It's cool, when I saw the thread I actually through of those Dell fans too.  I had to look them up as I've never seen them before either.


----------



## Frogger (Mar 3, 2013)

why not just move the pins from the old 5 pin plug to the new fan just make sure you get the asignment right


----------



## stoggs1 (Mar 3, 2013)

So if i would have to use the old fan as as a last resort would it provide adaquite airflow?


----------



## andrewsmc (Mar 3, 2013)

Dunno, you will need a temp monitoring program.


----------



## stoggs1 (Mar 3, 2013)

Ok but it would be safe to assume that with less blades means less airflow


----------



## TRWOV (Mar 3, 2013)

Yeah, it's safe. Your CPU will get a little hotter and maybe throttle back but that's it.


----------



## stoggs1 (Mar 3, 2013)

Ok if it runs to hot itll just shut itself off right to prevent damage?
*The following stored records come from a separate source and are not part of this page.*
PR #2467, opened 2020-05-19
catch exception when `ScriptEngine::evalString` / 3d

PatriceJiang:
- Catch exception when `evalString`
- Fix cmake resource path / win32


minggo:
Send to v1.1.1 as 3d is used for v1.2?

PatriceJiang:
Re-commit in https://github.com/cocos-creator/cocos2d-x-lite/pull/2493

PR #2470, opened 2020-05-19
Use v8 exposed GC function / 3d

PatriceJiang:
Set v8 flags `--expose-gc-as`

Invoke v8 builtin garbage collection API directly, no tricks. 

https://github.com/v8/v8/blob/4f9b30b0145fcdda34e7012c7633cc95f6d3bbdf/src/flags/flag-definitions.h#L1114


minggo:
Send to v1.1.1 as 3d branch is used for v1.2?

Its a xeon 5160. And if i have to use the original fan for a week or so will it ok?


----------



## TRWOV (Mar 3, 2013)

Yes, it will first throttle to a lower speed, if that doesn't keep it from overheating it will shut down.


----------



## stoggs1 (Mar 3, 2013)

ok a bit of an update.  i have the use the old fan for now because the other 2 fans i got wont fit on the heatsink.  the fan is spinning quite abit faster than before i can tell by the extra noise.  

and the temps are exactly the same as before but my cpu likes to get up to 80 degrees c on a full load which it has been doing even before my fan broke.  

so since i have been having this temperature issue for quite a while and my pc is perfectly stable even after playing intense games such as far cry 3, crysis 1,2 and 3, battlefield 3 etc, do i have anything to worry about?  could the temp sensor in the cpu or mb be bad?  

i greatly appreciate all of your guys help with this issue.

full hardware specs: two intel dual core xeon 5160 cpus at 3.0ghz, nvida gtx 570, 4 gigs of ddr2 ram, 740 gig hdd, 850 watt psu, rocketfish sound card.


----------



## xvi (Mar 3, 2013)

Frogger said:


> why not just move the pins from the old 5 pin plug to the new fan just make sure you get the asignment right
> http://www.overclockers.com/wp-content/uploads/2012/12/12-300x300.png



I was just going to suggest this. I've done this with good success for power supplies.

If you can, I'd just leave the CPU fan header unplugged and power the replacement fan off of a system fan header or 3-pin molex to 3-pin adapter. You'll most likely get a warning from the BIOS when you first boot up the computer that you'll have to "F1 to continue" when it boots, but it's a small price to pay.


----------